President Hoover attended the groundbreaking in 1954 for Hoover Elementary School in Cedar Rapids, Iowa. The solid brick building will be demolished and a new school constructed, without a vote of the public. The new school is separate from a proposed $117 million bond referendum. (photo/Cindy Hadish)

UPDATE: May 13, 2025, with comments from Cedar Rapids Community School District spokesperson.

CEDAR RAPIDS, Iowa — The Cedar Rapids Community School District Board of Education has agreed to ask voters to approve a $117 million bond proposal, while at the same time, moving forward with plans to build two new elementary schools, without a vote of the public.

At its meeting May 12, 2025, the board unanimously approved the following language to appear on the Nov. 4 ballot: “Shall the Board of Directors of the Cedar Rapids Community School District in the County of Linn, State of Iowa, be authorized to contract indebtedness and issue General Obligation Bonds in an amount not to exceed $117,000,000 to provide funds to remodel, repair, improve (including architectural, civil, electrical, HVAC, safety/accessibility, structural, and technology upgrades), furnish, and equip McKinley Middle School building, Wilson Middle School building (to convert to elementary programming), Roosevelt Middle School building, and Kennedy High School (including constructing, furnishing, and equipping additions to add a Freshman Academy and expand commons and kitchen areas), and site improvements?”

Board President Cindy Garlock asked for board members to approve the measure, even though no motion or second was made, as typically would be required.

Heather Butterfield, Director of Communications for the Cedar Rapids Community School District, said there was no formal motion or second made for the action item regarding the proposed bond petition language, “nor was one required by law.”
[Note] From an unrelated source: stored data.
Issue #4923, opened 2023-03-27
migrate `forgot password` page from Blueprint to Mantine


IrakliJani:
### Description

migrate

<img width="658" alt="CleanShot 2023-03-27 at 15 29 33@2x" src="https://user-images.githubusercontent.com/962095/227929267-6339a920-cbf0-4d07-8cbf-0a1c321ebe9e.png">

PriPatel:
@joaoviana In this process if its a quick one, please can you remove the monkey emoji?😅
It's soo not appropriate any more :D

joaoviana:
> @joaoviana In this process if its a quick one, please can you remove the monkey emoji?😅 It's soo not appropriate any more :D

sure thing @PriPatel , will remove on the PR 👍

PR #5306, opened 2023-05-02
feat: migrate forgot password form to mantine

joaoviana:
Closes: #4923 

### Description:

Before:
image

After: 
image

Before:
Screenshot 2023-05-02 at 10 56 35

After:
image

### DIFF
--- a/packages/frontend/src/pages/PasswordRecovery.tsx
+++ b/packages/frontend/src/pages/PasswordRecovery.tsx
@@ -1,15 +1,10 @@
-import React, { FC } from 'react';
+import { Card, Image, Stack } from '@mantine/core';
+import { FC } from 'react';
 import { Redirect } from 'react-router-dom';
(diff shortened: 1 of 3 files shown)


packages/frontend/src/pages/PasswordRecovery.tsx
```diff
@@ -25,14 +20,18 @@ const PasswordRecovery: FC = () => {
 
     return (
         <Page isFullHeight>
-            <FormWrapper>
-                <LogoWrapper>
-                    <Logo src={LightdashLogo} alt="lightdash logo" />
-                </LogoWrapper>
-                <CardWrapper elevation={2}>
+            <Stack w={400} mt="4xl">
```
yasmin-e, line 23: can you add a FIXME comment here so we update the width to a non-hardcoded value later?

“All board members unanimously voted in favor of the language,” Butterfield wrote in an email. “While the vote itself was not legally necessary to proceed, the district requested it in the interest of transparency and to demonstrate unified board support.”

Voters still need to petition to have the bond referendum included on the Nov. 4 ballot. In the last bond vote in 2023, the School District needed 6,319 signatures of eligible voters, but the number needed for this year was not mentioned.

More: See the petition signatures from the last bond vote

Kennedy High School, in northeast Cedar Rapids, would be upgraded under the new bond proposal. (photo/Cindy Hadish)

Property owners would pay about $90 more annually in taxes on a $200,000 home if the bond referendum passes in November. At least 60 percent of voters must approve for the measure to pass.

At the same meeting, the School Board voted as part of its consent agenda — typically routine items — to accept bids for two new elementary schools on the Hoover and Van Buren sites, both on the west side of Cedar Rapids.

Supporting documents only showed just over $250,000 in estimated costs for permanent wells on each school site. The documents did not indicate the total costs for the two schools, but recent elementary schools have totaled about $32 million each, and with construction costs escalating amid tariffs on building materials, that amount could rise.

Butterfield said in an email the day after the meeting that estimated costs for the new schools is nearly $85 million combined.

Estimated cost for construction of Hoover (at schematic design phase) is $42,062,858, which includes a 10 percent contingency in the estimate and estimated cost for construction of Van Buren (at schematic design phase) is $42,773,073, which again includes a 10% contingency in the estimate.

Butterfield said there will be additional public hearings with each set of plans and specifications for the two projects.

The board bypassed a vote of the public on the school demolitions and new buildings by using taxpayer dollars from a separate funding source, known as “SAVE.” The “mega” schools would each have room for 600 students.

Building additions to accommodate more students, or other possible cost-saving measures, were not proposed.

Related: School Board votes to build new schools after open meetings complaint

The two new schools are separate from the proposed bond referendum which includes the following:

McKinley Middle School: $45 million renovation; Wilson Middle School: $35 renovation to accommodate elementary students from Grant and Taylor, known as Cedar River Academy; Roosevelt Middle School: $25 million renovation to accommodate students from Wilson; Kennedy High School: $12 million renovation to add a Freshman Academy and expand commons and kitchen areas.

Surveys for an earlier $211 million bond proposal that included a new $104 million middle school showed the measure would likely fail. The new middle school, on land outside of city limits that the School Board voted to purchase for $7.5 million, was subsequently removed from the proposal.

Ron Corbett, vice president of economic development for the Cedar Rapids Metro Economic Alliance, told the board a new phone survey showed the revised measure would likely pass, with 61.8 percent of respondents saying they would definitely or likely vote “yes.”

The survey was conducted last week by Victory Enterprises of Davenport with just over 500 likely voters.

Corbett said residents are anxious about the economy, with an even higher level currently than during the last survey in February, as more than 54 percent of respondents indicated they are concerned about the impact of inflation on their finances, and just 5 percent unconcerned.

Questions to district leaders about the costs of the two new elementary schools and about the vote on the bond language were not immediately answered.